We have integrated the predicted v-g pairs from PCAWG, if you don't input the pairs, the program will use the integrated data. Please uncompress the integrated data before using them.

# Run the bash script with commandline
gunzip ./data/SNP_G/*
gunzip ./data/SV_G/*
gunzip ./data/ICT_G/*

Parameters

--tissue (required), type="character", default=NULL. Calculate 3dToFunc scores for a specific tissue. If no tissue provided, all the tissues will be calculated by default.

--hic_mutant (required), type="character", default=NULL. The path of cancer/mutant hic matrix in .hic format.

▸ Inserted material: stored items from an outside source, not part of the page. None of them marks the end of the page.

PR #1123, opened 2025-06-15
android: add intent handling

ambiso:
Demo implementation of https://github.com/tauri-apps/wry/issues/1563 

When the activity is first launched or its onNewIntent method is called, we check if there's a SEND intent, extract its data, and pass it on to the watch in [intent-context](https://github.com/ambiso/intent-context/blob/main/src/lib.rs)[^1].

The intent representation could also be improved; for example the intent jobject could be kept around and data could be retrieved only when needed.

[^1]: The dependency on tokio is maybe not ideal; this was just the most convenient way to make it work in my dioxus project.

### DIFF
--- a/Cargo.toml
+++ b/Cargo.toml
@@ -49,6 +49,7 @@ bitflags = "2"
 crossbeam-channel = "0.5"
 url = "2"
 dpi = "0.1"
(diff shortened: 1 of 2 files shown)


FabianLars:
thanks for the pr, this was implemented as part of another feature :)

PR #1125, opened 2025-06-29
fix(windows): Cloak window initially to prevent white flash

FabianLars:
found this in an old tao copy from ages ago. i can't remember if i found out where `49235` comes from though 🤔


FabianLars:
can't repro the flash in tao anymore

PR #1128, opened 2025-08-11
feat: add openharmony support

richerfu:
This is an experiential support for OpenHarmony. Lots of code base with `winit`(https://github.com/rust-windowing/winit/pull/4117) which already has some exmaples to test it.

Now i have made some examples to test it. See details: https://github.com/richerfu/wry-example. It seems worked and doesn't crash, i think it can be merged. Could you help me to merge this work for OpenHamrony, thanks.


FabianLars:
Seeing the screenshots in the wry-example repo, can you maybe give me a quick rundown on how to run those examples in an emulator?

I've been searching on the internet for hours now and couldn't get it to work. The limited resources i found that looked like they may work were for real devices.

p.s. (i think i said that somewhere before but i can't find it right now) thanks for the PRs btw, no promises if and when they get merged though.

Edit: To be clear, i'm already failing to get an emulator running at all. latest deveco doesn't seem to have one and the few community emulators i've found don't work for one reason or another either.

richerfu:
So sorry that and i wrote a document to explain it: https://github.com/richerfu/wry-example/blob/main/Development.md

If you have any other questions you can ask me directly. Thanks @FabianLars

FabianLars:
Thank you very much! That is an awesome document :)

That said, it doesn't solve the main problem i have. On both Windows and macOS my DevEco installation doesn't come with a Device Manager nor do i see any way to install it or device images.
Could it be because i'm in Europe (with a european huawei account)?

richerfu:
I see, could you check the following file content?
Window: `C:\Users\xxx\AppData\Roaming\Huawei\${version}\options\country.region.xml`
Mac: `~/Library/Application Support/Huawei/${version}/options/country.region.xml`

Content should be:
```xml
<application>
    <component name="CountryRegionSetting">
        <countryregion name="CN"/>
    </component>
</application>
```

If not please copy those config to this file. @FabianLars

FabianLars:
Hah, that worked, awesome! Thank you so much! I will get to the testing then :)

src/platform_impl/ohos/mod.rs
```diff
@@ -0,0 +1,889 @@
...
+      }
+    }
+  }
+
+  pub fn run<F>(self, event_handler: F) -> ()
+  where
+    F: FnMut(event::Event<T>, &event_loop::EventLoopWindowTarget<T>, &mut ControlFlow),
+  {
+    let event_looper = Box::leak(Box::new(self));
+    event_looper.run_return(event_handler);
```
FabianLars, line 281: Would it cause any _major_ issues if we'd call `process::exit()` here similar to how we do it on Android? https://github.com/tauri-apps/tao/blob/dev/src/platform_impl/android/mod.rs#L103-L104

I kinda hate that but i think it makes more sense to match the behavior on other platforms here. I only did a small test of this and it seemed to not cause issues for _me_.

richerfu: For openharmony, we can't block the eventloop and`run_return` will return immediately when it execute finish. So if we call `exit`, application will exit immediately.

> The OHOS of eventloop mode is similer with Node.js

Normally, i think we can see `run/run_app` as a hook, we can register callback that can dispatch event to tao eventloop. @FabianLars

FabianLars: ahh yeah, i take it back. I tested it incorrectly and didn't apply the local changes...

FabianLars:
would you be okay with me merging this and the wry pr into an `ohos` branch instead of `dev` ? I think having at least a base merged in our repo would make it a bit nicer for us to work on it as well (adding CI for example).
I have to focus on a poc in tauri for work first before i can take a real look at the PRs (that order would make sense either way so we can adapt the changes if needed for tauri) so alternatively we could also just keep the PRs open for the foreseeable future which is fine for me as well :)

p.s. official support in wry & tauri would probably wait until the winit integration progresses anyway.

src/platform_impl/ohos/mod.rs
FabianLars: i have a bad feeling about the tauri integration part with this behavior 🙃 it really does not fit in well with the other platforms.

richerfu:
No problem, i can provide any helps if you need.

richerfu:
Rebased dev branch. cc @frankplus @lucasfernog @FabianLars

Legend-Master:
@richerfu Following @FabianLars, I have opened 2 `feat/open-harmony` branches in tao and wry, do you mind I re-target the PRs to those branches and merge them there?

richerfu:
> @richerfu Following @FabianLars, I have opened 2 `feat/open-harmony` branches in tao and wry, do you mind I re-target the PRs to those branches and merge them there?

I'll do it later.

Legend-Master (approved):
Thanks! Awesome work!

PR #1132, opened 2025-08-20
chore: don't publish audit PDF to crates.io

Legend-Master:
Noticed this while doing an update

> Downloaded 17 crates (4.0MiB) in 5.92s (largest was `tao` at 2.3MiB)

### DIFF
--- a/Cargo.toml
+++ b/Cargo.toml
@@ -14,7 +14,7 @@ readme = "README.md"
 repository = "https://github.com/tauri-apps/tao"
 documentation = "https://docs.rs/tao"
 categories = [ "gui" ]
-exclude = ["audits/**"]
+include = ["/README.md", "src/**/*.rs", "examples/**/*.rs", "LICENSE*"]
 
 [package.metadata.docs.rs]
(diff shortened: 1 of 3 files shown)


Cargo.toml
```diff
@@ -14,6 +14,7 @@ readme = "README.md"
 repository = "https://github.com/tauri-apps/tao"
 documentation = "https://docs.rs/tao"
 categories = [ "gui" ]
+exclude = ["audits/**"]
```
FabianLars: we'll still end up with a lot of unnecessary stuff (though small in size), what about
```suggestion
include = ["/README.md", "src/**/*.rs", "examples/**/*.rs", "LICENSE*"]
```
(cargo.toml/.lock are included by cargo anyway)

Legend-Master: Does exclude examples impact `cargo doc` on crates.io? If not then we could go with this

FabianLars: ohh good question 🤔

FabianLars: i added it to the suggestion just in case

FabianLars (approved):

PR #1138, opened 2025-08-27
fix(macos): Fix color mappings in window.rs

### LINKED ISSUE #1127: Window background color is not properly set
**Describe the bug**
The background color of the window is not properly set as the window::RGBA (which is [u8;4]) is not properly converted to platform specific [0.0..=1.0; 4].

**Steps To Reproduce**
Set `with_background_color(RGBA::from[0x0f, 0x11, 0x16, 0xff])` on window builder. Optionally set the titlebar transparency to see the window color through it.

**Expected behavior**
Expected to have a nice dark background. Yet it becomes white.

**Screenshots**
Expected:
Image
Reality:
Image

OS: MacOS 15.5
Rustc: 1.88

**Additional context**
The issue is in the implementation of #995, that does not divide u8 values by 255.0. Does so for the alpha channel.

Image

Just adding the division manually into the tao source (`src/platform_impl/macos/window.rs`) and clean rebuild fixes the issue for me. I also see same issue in the other platforms src.

Why the alpha channel gets correctly normalized, but others do not?

aspcartman:
The color conversion from [u8;4] to [f64;4] was missing the division by 255.0. 

Fixes #1127.

### DIFF
--- a/src/platform_impl/android/ndk_glue.rs
+++ b/src/platform_impl/android/ndk_glue.rs
@@ -47,6 +47,7 @@ pub static PACKAGE: OnceCell<&str> = OnceCell::new();
 ///       - `private external fun focus(focus: Boolean)`
 /// 4. a one time setup function that will be ran once after tao has created its event loop in the `create` function above.
 /// 5. the main entry point of your android application.
+#[rustfmt::skip]
 #[macro_export]
 macro_rules! android_binding {
   ($domain:ident, $package:ident, $activity:ident, $setup:path, $main:ident) => {
--- a/src/platform_impl/android/ndk_glue.rs
+++ b/src/platform_impl/android/ndk_glue.rs
@@ -54,7 +54,7 @@ macro_rules! android_binding {
   };
   ($domain:ident, $package:ident, $activity:ident, $setup:path, $main:ident, $tao:path) => {{
     // NOTE: be careful when changing how this use statement is written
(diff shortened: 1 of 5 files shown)


src/platform_impl/android/ndk_glue.rs
```diff
@@ -54,7 +54,7 @@ macro_rules! android_binding {
   };
   ($domain:ident, $package:ident, $activity:ident, $setup:path, $main:ident, $tao:path) => {{
     // NOTE: be careful when changing how this use statement is written
-    use $tao::{platform::android::prelude::android_fn, platform::android::prelude::*};
+    use $tao::platform::android::prelude::{android_fn, *};
```
amrbashir: @FabianLars please revert this change, last time I changed it, it broke usage in `wry` iirc

FabianLars: stupid muscle memory, i didn't want to do `git add .` 🙃 

is there an attribute like ts-ignore we can use to tell cargo not to format that?

amrbashir: looks like you found `#[rustfmt::skip]`,

maybe it is worth to add more context in the comment above stating what exactly breaks

FabianLars: maybe yeah, but i have no idea what's going on 😂

FabianLars (approved):

PR #1139, opened 2025-08-27
feat(macos): add events for push notification registration

saurL:
feat(ios,macos): add event to send notification registration token

Implemented a new event on iOS and macOS to send the notification registration token.

Injected callbacks into AppDelegate to retrieve the token.

Added the notification registration call directly in the AppDelegate on macOS.


FabianLars:
The mix of verified and unverified (from different authors nonetheless) may get problematic 🤔

FabianLars:
Also can you try merging tauri-apps/tao@dev into your fork? That should clean up the diff. When i try to do it for you i get a 403 even though github says we're allowed to edit it.

saurL:
I think it should be done

saurL:
the non verified commit seems indeed to be problematic , not sure how to resolve it or why it is this way ( it comes from the tao repo)

FabianLars:
your commits aren't verified either but i really don't wanna drag this out any longer (in the tao repo at least) so i'll abuse my permissions for this.

saurL:
Sorry for that , I hope i haven't done any commit on the tauri repo yet , I'll configure so my commit are now verified

saurL:
Hello @FabianLars what's up with this PR ?

FabianLars:
ah sorry i forgot to push my local changes and didn't have access to the device the last few days.

FabianLars:
sorry for the commit spam, can't push to the branch directly idk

This file is required.

--hic_control (required), type="character", default=NULL. The path of normal/control hic matrix in .hic format. This file is required.

--variants (required), type="character", default="SNP". The type of variants to calculate, please input SV, SNP or ICT. If no input provided, SNP will be calculated by default.

--expr_mutant (optional), type="character", default="icgc_db". The path of cancer/mutant RNA-seq expression, in which gene and counts were seperated by tab. If no file provided, the cancer expression data from icgc will be used.

--expr_control (optional), type="character", default="gtex_db". The path of normal/control RNA-seq expression, in which gene and counts were seperated by tab. If no file provided, the normal expression data from gtex will be used.

--pair (optional), type="character", default="pair_db". The path of variant-gene pair in .txt format, seperated by tab. If no file provided, the predicted v-g pair from PCAWG will be used.

--extend (optional), type="integer", default="5". The fold of length for extending variant-gene pair to calculate the flexible IF. The fold of 5 will be set by default.

--out_dir (optional), type="character", default="../". The fold of length for extending variant-gene pair to calculate the flexible IF. The fold of 5 will be set by default.

Example usage

Calculate the 3dToFunc scores for cardiovescular disease

  1. Download the example mutant and control .hic file
wget https://www.ncbi.nlm.nih.gov/geo/download/?acc=GSM3262966&format=file&file=GSM3262966%5FD80%5FHiC%5FRep1%2Ehic -O cardiovescular_mut_hic.hic
wget https://www.ncbi.nlm.nih.gov/geo/download/?acc=GSM3262956&format=file&file=GSM3262956%5FD00%5FHiC%5FRep1%2Ehic -O cardiovescular_ctl_hic.hic
  1. Download the example mutant and control expression file
wget https://data.cyverse.org/dav-anon/iplant/home/litang/3dToFunc/RNA_id_D80_2_rpkm.txt -O cardiovescular_mut_exp.txt
wget https://data.cyverse.org/dav-anon/iplant/home/litang/3dToFunc/RNA_id_D0_2_rpkm.txt -O cardiovescular_ctl_exp.txt
  1. Download the SNP-gene pair file
wget https://data.cyverse.org/dav-anon/iplant/home/litang/3dToFunc/GTEx_ge_heart_merge_2.txt -O cardiovescular_snp_gene.txt
  1. Run the 3dToFunc.R script
cd /directory_of_3dToFunc/source/
Rscript --vanilla 3dToFunc.R --tissue heart --hic_mutant cardiovescular_mut_hic.hic  --hic_control cardiovescular_ctl_hic.hic --expr_mutant cardiovescular_mut_exp.txt --expr_control cardiovescular_ctl_exp.txt --variants SNP --pair cardiovescular_snp_gene.txt --out_dir ../

The output file "3dToFunc_output.txt" will be saved in the directory of 3dToFunc.